The EIS RFP was released during a transition period when services available on the previous FTS 2001 and Networx contracts were still the prevailing technologies. When EIS was developed, the use of newer broadband services did not meet the necessary network security needs of the federal government. Consequently, most of the early agency-issued Fair Opportunities specified continued legacy or “like-for-like” services such as MPLS and a dependence on costly dedicated access service, which is neither scalable nor effective in today’s environment. This approach does not yield the type of innovation and network modernization needed for efficient government service delivery. However, as broadband services have evolved to include managed broadband and Software Defined-Wide Area Network (SD-WAN) technologies with stricter security capabilities, GSA has worked hard to incorporate them into the EIS master contract. That said, the unfortunate timing gap puts a strain on meeting transition goals.

5. AIOps

With the development of Artificial Intelligence (AI) as a component of network operations, the management and performance of dispersed networks have taken a giant step forward. As this performance optimization technology continues to evolve, the industry is moving closer to service delivery platforms that combine automation, analytics and customer experience management. AIOps is a significant addition to the managed SD-WAN services now available on EIS and other contracts since it improves service quality and reduces customer downtime.
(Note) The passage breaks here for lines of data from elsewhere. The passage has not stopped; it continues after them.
PR #2151, opened 2023-10-23
feat: sharded peer manager

SionoiS:
# Description

Peer manager now check each shard for a target number of in/out peers and connect/prune accordingly.

# Changes

- [x] Per shard pruning of connections
- [x] Per shard management of in/out connections
- [x] Refactor/clean-up

Tracking #1940


waku/node/peer_manager/peer_manager.nim
```diff
@@ -619,30 +606,58 @@ proc getNumStreams*(pm: PeerManager, protocol: string): (int, int) =
...
+      peersToDisconnect += abs(inPeerDiff)
 
-  if outRelayPeers.len >= pm.outRelayPeersTarget:
+    if outPeerDiff <= 0:
+      continue
+
+    let connectablePeers = peers.filterIt(
+      (not pm.peerStore.isConnected(it.peerId) and pm.canBeConnected(it.peerId)))
+
+    peersToConnect.insert(connectablePeers[0..outPeerDiff])
```
gabrielmer, line 640: If peers are inserted to the peersToConnect seq by shard based on the order in `pm.wakuMetadata.shards.items` seq, if one of the first shards on that array always have a lot of peers to connect to, will other shards get starved? If so, is that an issue?

waku/node/peer_manager/peer_manager.nim
```diff
@@ -49,10 +49,10 @@ const
   BackoffFactor = 4
 
   # Limit the amount of paralel dials
-  MaxParalelDials = 10
+  MaxParallelDials = 10
 
   # Delay between consecutive relayConnectivityLoop runs
-  ConnectivityLoopInterval = chronos.seconds(15)
+  ConnectivityLoopInterval = chronos.seconds(60)
```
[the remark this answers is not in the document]
SionoiS: Nah I don't think so. I made it longer because the node may have to connect to many node.

waku/node/peer_manager/peer_manager.nim
SionoiS: Each shard should be independent, and with an in/out target # of peers. If some shard has less peers to connect to it's a discovery problem, not management.

To answer your question, yes they could but can't fix that since discovery is random.

SionoiS: Just notice that `connectablePeer` could be shorter than `outPeerDif`

gabrielmer: Makes sense, thank you!

> Just notice that `connectablePeer` could be shorter than `outPeerDif`

True! Great catch! :)

waku/node/peer_manager/peer_manager.nim
alrevuelta, line 55: note that this will increase the time it takes to get a reasonable amount of peers at startup. it will only attempt 10 peers each 1 minute, so if we set eg 50 peers, it will take 5 minutes, which seems quite a lot.

waku/node/peer_manager/peer_manager.nim
```diff
@@ -283,108 +277,101 @@ proc canBeConnected*(pm: PeerManager,
...
 
+proc onPeerMetadata(pm: PeerManager, peerId: PeerId) {.async.} =
+  # To prevent metadata protocol from breaking prev nodes, by now we only
+  # disconnect if the clusterid is specified.
+  if pm.wakuMetadata.clusterId == 0:
+    return
+
+  let res = catch: await pm.switch.dial(peerId, WakuMetadataCodec)
+
+  let reason =
```
alrevuelta, line 319: good one

waku/node/peer_manager/peer_manager.nim
```diff
@@ -619,30 +606,59 @@ proc getNumStreams*(pm: PeerManager, protocol: string): (int, int) =
...
 
 proc connectToRelayPeers*(pm: PeerManager) {.async.} =
-  let (inRelayPeers, outRelayPeers) = pm.connectedPeers(WakuRelayCodec)
-  let maxConnections = pm.switch.connManager.inSema.size
-  let totalRelayPeers = inRelayPeers.len + outRelayPeers.len
-  let inPeersTarget = maxConnections - pm.outRelayPeersTarget
+  var peersToConnect: seq[RemotePeerInfo]
+  var peersToDisconnect: int
+
+  for shard in pm.wakuMetadata.shards.items:
```
alrevuelta, line 619: not sure that we can use `wakuMetadata.shards` right now. afaik `shards` is not populated nor updated yet?

waku/node/peer_manager/peer_manager.nim
```diff
@@ -619,30 +606,59 @@ proc getNumStreams*(pm: PeerManager, protocol: string): (int, int) =
...
+    let peers = pm.peerStore.getPeersByShard(uint16(pm.wakuMetadata.clusterId), uint16(shard))
+
+    let connectedInPeers = peers.filterIt(
```
alrevuelta, line 622: main reason for using `pm.connectedPeers(WakuRelayCodec)` is that it returns the peers connected with that codec.

in other words, `.isConnected(it.peerId)` might give you peers that are connected but with other protocol that is not relay, and afaik here we need to count relay peers.

waku/node/peer_manager/peer_manager.nim
```diff
@@ -619,30 +606,59 @@ proc getNumStreams*(pm: PeerManager, protocol: string): (int, int) =
...
 
 proc pruneInRelayConns(pm: PeerManager, amount: int) {.async.} =
-  let (inRelayPeers, outRelayPeers) = pm.connectedPeers(WakuRelayCodec)
+  let (inRelayPeers, _) = pm.connectedPeers(WakuRelayCodec)
   let connsToPrune = min(amount, inRelayPeers.len)
 
   for p in inRelayPeers[0..<connsToPrune]:
     asyncSpawn(pm.switch.disconnect(p))
 
 proc connectToRelayPeers*(pm: PeerManager) {.async.} =
```
alrevuelta, line 615: since you have added `pruneInRelayConns` perhaps this has to be renamed? because its not `connectToRelayPeers` anymore buy also "disconnect"?

waku/node/peer_manager/peer_manager.nim
```diff
@@ -619,30 +606,59 @@ proc getNumStreams*(pm: PeerManager, protocol: string): (int, int) =
...
+  if peersToConnect.len == 0:
     return
 
-  let notConnectedPeers = pm.peerStore.getNotConnectedPeers().mapIt(RemotePeerInfo.init(it.peerId, it.addrs))
-  let outsideBackoffPeers = notConnectedPeers.filterIt(pm.canBeConnected(it.peerId))
-  let numPeersToConnect = min(outsideBackoffPeers.len, MaxParalelDials)
+  # Even with duplicate, after a couple of iteration the target will be reached
+  peersToConnect.deduplicate()
+
+  let chunks = peersToConnect.len div MaxParallelDials
```
alrevuelta, line 651: can we simplify this a bit? understand the goal but maybe we don't need an special case for `mod MaxParallelDials` (the remainder)

waku/node/peer_manager/peer_manager.nim
alrevuelta: can see that `connectToRelayPeers` has been modified, so nothing to address then :)

alrevuelta (changes requested):
thanks! left some comments

waku/node/peer_manager/peer_manager.nim
SionoiS: The PRs are splitted but I intent to merge the shard subscription one first.

waku/node/peer_manager/peer_manager.nim
SionoiS: Ah good catch!

waku/node/peer_manager/peer_manager.nim
SionoiS: True

waku/node/peer_manager/peer_manager.nim
SionoiS: If I remove it, we can't connect to less than `MaxParallelDials` peers. That would be weird no?

waku/node/peer_manager/peer_manager.nim
alrevuelta: @SionoiS cant see it fixed in the latest commit?

waku/node/peer_manager/peer_manager.nim
alrevuelta: did it quickly but perhaps this can prove my point

```
let test = @[0, 1, 2, 3, 4, 5, 6, 7, 8, 9, 10, 11, 12]
let paralelDials = 5

for i in countup(0, test.len, paralelDials):
  echo test[i..min((i+paralelDials), test.len-1)]
  
#@[0, 1, 2, 3, 4, 5]
#@[5, 6, 7, 8, 9, 10]
#@[10, 11, 12]
```

this doesn't handle the last iteration as a special case

@SionoiS

waku/node/peer_manager/peer_manager.nim
SionoiS: @alrevuelta  L#622 the peers are filtered by protocol (WakuRelayCodec)

waku/node/peer_manager/peer_manager.nim
SionoiS: > did it quickly, may be missing something, but perhaps this can prove my point
> 
> ```
> let test = @[0, 1, 2, 3, 4, 5, 6, 7, 8, 9, 10, 11, 12]
> let paralelDials = 5
> 
> for i in countup(0, test.len, paralelDials):
>   echo test[i..min((i+paralelDials), test.len-1)]
>   
> #@[0, 1, 2, 3, 4, 5]
> #@[5, 6, 7, 8, 9, 10]
> #@[10, 11, 12]
> ```
> 
> this doesn't handle the last iteration as a special case
> 
> @SionoiS

I get it now!

SionoiS:
I'm still looking at the tests. Some are easier to update than others.

alrevuelta (approved):
lgtm! Thanks for the changes.

Since it involves some networking changes, sometimes difficult to unit test, I would verify with waku-simulator (or related setup) that connectivity is working fine.

SionoiS:
> lgtm! Thanks for the changes.
> 
> Since it involves some networking changes, sometimes difficult to unit test, I would verify with waku-simulator (or related setup) that connectivity is working fine.

Yes I won't be merging this without some simulation. These changes could have unforeseen consequences.

waku/node/peer_manager/peer_manager.nim
```diff
@@ -619,30 +614,53 @@ proc getNumStreams*(pm: PeerManager, protocol: string): (int, int) =
...
+    peers.keepItIf(it.protocols.contains(WakuRelayCodec))
+
+    let connectedInPeers = peers.filterIt(
+      pm.peerStore.isConnected(it.peerId) and it.direction == Inbound)
+    
+    let connectedOutPeers = peers.filterIt(
+      pm.peerStore.isConnected(it.peerId) and it.direction == Outbound)
+
+    let outPeerDiff = pm.outRelayPeersTarget - connectedOutPeers.len
+    let inPeerDiff = pm.inRelayPeersTarget - connectedInPeers.len
```
jm-clius, line 639: Do I understand correctly that this now becomes the _per-shard_ targets? That makes sense, except that I think these values are deduced from the underlying absolute maximum connections setting in libp2p. In other words, the switch would have to be initialised to accommodate for the connection targets for each shard (plus allowing some service protocol client slots). This may require having to dynamically altering these targets? In any case, unless I'm missing this, a per-shard target would have to reflect in the switch max-connections configuration.

waku/node/peer_manager/peer_manager.nim
```diff
@@ -619,30 +614,53 @@ proc getNumStreams*(pm: PeerManager, protocol: string): (int, int) =
...
 
   for p in inRelayPeers[0..<connsToPrune]:
     asyncSpawn(pm.switch.disconnect(p))
 
-proc connectToRelayPeers*(pm: PeerManager) {.async.} =
-  let (inRelayPeers, outRelayPeers) = pm.connectedPeers(WakuRelayCodec)
-  let maxConnections = pm.switch.connManager.inSema.size
-  let totalRelayPeers = inRelayPeers.len + outRelayPeers.len
-  let inPeersTarget = maxConnections - pm.outRelayPeersTarget
+proc manageRelayPeers*(pm: PeerManager) {.async.} =
```
jm-clius, line 623: Could we somewhat annotate this function with (simple) comments to explain the heuristic. Once we have some confidence in our approach, we need to be able to extract these as a simple set of shard connection management "rules" to help us maintain and extend this in future.

jm-clius (approved):
Great job. Approving as not to be a blocker, though I think the current targets per shard may quickly cause issues if underlying max-connections for the libp2p switch does not account for the total number of connections. Comment re this below.

waku/node/peer_manager/peer_manager.nim
SionoiS: Totally forgot to check where these target value come from. I assumed it was config based. I'll verify.

SionoiS: I divided the targets by the number of shards. There's many way to config the node wrong but with the default value it should work fine.

waku/node/peer_manager/peer_manager.nim
```diff
@@ -283,108 +289,101 @@ proc canBeConnected*(pm: PeerManager,
...
+      if (let metadata = (await pm.wakuMetadata.request(conn.get())); metadata.isOk()):
+        if (let clusterId = metadata.get().clusterId; clusterId.isSome()):
+          if pm.wakuMetadata.clusterId == clusterId.get():
+            if metadata.get().shards.anyIt(pm.wakuMetadata.shards.contains(it)):
+              return
+            else: "no shards in common"
+          else: "different clusterId reported: " & $pm.wakuMetadata.clusterId & " vs " & $clusterId
+        else: "empty clusterId reported"
+      else: "failed waku metadata codec request"
+    else: "waku metadata codec not supported"
```
Ivansete-status, line 342: This snippet is great indeed! The only thing is that we may bring a little more information because we are missing a couple of result error messages. The following is aimed to enhance that a little :)

```suggestion
  var reason: string
  if res.isErr():
    reason = "waku metadata codec not supported: " & res.error[].msg
  else:
    let metadata = await pm.wakuMetadata.request(res.get())
    if metadata.isErr():
      reason = "failed waku metadata codec request: " & $metadata.error
    else:
      if (let clusterId = metadata.get().clusterId; clusterId.isSome()):
        if pm.wakuMetadata.clusterId == clusterId.get():
          if metadata.get().shards.anyIt(pm.wakuMetadata.shards.contains(it)):
            return
          else: reason = "no shards in common"
        else: reason = "different clusterId: " & $pm.wakuMetadata.clusterId & " vs " & $clusterId
      else: reason = "empty clusterId reported"
```

Ivansete-status (commented):
I'm late to this PR. Just added a comment aiming to bring more debug detail. No blocking

waku/node/peer_manager/peer_manager.nim
SionoiS: Yes indeed. I already changed it because I wanted more details. commit incoming

SionoiS:
In order to unblock this work I've opened #2237

SionoiS:
I've done simulations and this should be the final version of this features. Sorry for the re-review!

waku/node/peer_manager/peer_manager.nim
```diff
@@ -115,21 +119,38 @@ proc addPeer*(pm: PeerManager, remotePeerInfo: RemotePeerInfo, origin = UnknownO
...
+          protos.add(WakuRelayCodec)
+        of Store:
+          protos.add(WakuStoreCodec)
+        of Filter:
+          protos.add(WakuFilterSubscribeCodec)
+          protos.add(WakuFilterPushCodec)
+        of LightPush:
+          protos.add(WakuLightPushCodec)
+
+    pm.peerStore[ProtoBook][remotePeerInfo.peerId] = protos
```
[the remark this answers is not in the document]
SionoiS: We have a chicken and egg problem here. If the protos are not populated we can't filter non-Relay peers then we don't connect and don't get the protos from identify.

Alternative would be to connect to all peer we discover regardless of their (ENR) capability.

waku/node/peer_manager/peer_manager.nim
```diff
@@ -293,105 +318,106 @@ proc canBeConnected*(pm: PeerManager,
...
 proc onConnEvent(pm: PeerManager, peerId: PeerID, event: ConnEvent) {.async.} =
-  case event.kind
-  of ConnEventKind.Connected:
-    let direction = if event.incoming: Inbound else: Outbound
-    discard
-  of ConnEventKind.Disconnected:
-    discard
+  discard
+
+proc onPeerMetadata(pm: PeerManager, peerId: PeerId) {.async.} =
```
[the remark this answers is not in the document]
SionoiS: I'll rewrite this.

log.txt
jm-clius, line 1: Should this have been committed?

waku/node/peer_manager/peer_manager.nim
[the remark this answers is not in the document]
jm-clius: Indeed. We shouldn't mix the two concepts here:
- the Protobook tracks what libp2p protocols you have _identified_ peers as supporting
- ENR capabilities provide an optional, "convenience flag" to filter for interesting peers before having to connect

Nodes may support more protocols than they're willing to advertise in their ENRs (which may be their way to say "I support Store, but not for you") and they may even lie about what they support. TL;DR the ENR protocols should be used for initial filtering, but should not be seen as authoritative on the libp2p level.

waku/node/peer_manager/peer_manager.nim
```diff
@@ -633,30 +662,88 @@ proc getNumStreams*(pm: PeerManager, protocol: string): (int, int) =
...
+  
+    let shardCount = connectablePeers.len
+
+    connectablePeers.keepItIf(
+      not pm.peerStore.isConnected(it.peerId) and
+      pm.canBeConnected(it.peerId))
+
+    let connectableCount = connectablePeers.len
+
+    connectablePeers.keepItIf(it.protocols.contains(WakuRelayCodec))
```
jm-clius, line 719: Based on comments elsewhere, if we do not populate the `ProtoBook` with the proto flags from the ENR, perhaps we can retrieve the ENR here for non-connected peers here and only consider those advertising Relay as viable?

waku/node/peer_manager/peer_manager.nim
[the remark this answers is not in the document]
jm-clius: (That said, I can see the complexity this would cause elsewhere as we do not pre-filter on protocol when adding the peers, only when maintaining the connections. It may be possible to retrieve the ENR from the ENR book at the point of retrieving relay peers to connect to, but I understand if there are other complexities that make this a necessary workaround.)

jm-clius (approved):
LGTM!

waku/node/peer_manager/peer_manager.nim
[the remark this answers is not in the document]
SionoiS: As soon as you connect the protos gets overwritten by identify anyway.

You either have to remember that protos are never populated before the first connection and the ENR caps should be used OR remember that before the first connection the protos maybe not be the same as after.

I feel like the second case is less of a gotcha than the first.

Machine learning models can digest the explosion of available data—from the cloud, billions of devices and the internet—and apply AI proactively to network management tasks. This optimizes cloud-based services, diverse hybrid environments, mobility services and SD-WAN technologies. When AI streamlines network management, improves efficiencies and enhances the user experience, it makes for a more intelligent network—and better government. This will have a profound effect on the evolving hybrid office/home office deployment of agency networks.

The trends create a perfect storm that will propel the government to the next phase of modernization to serve citizens readily. As citizens become increasingly digitally dependent, the government will lean on the changing EIS contract model, AIOps and telework innovations to evolve alongside them.

Tony Bardo is assistant vice president for Government Solutions at Hughes Network Systems.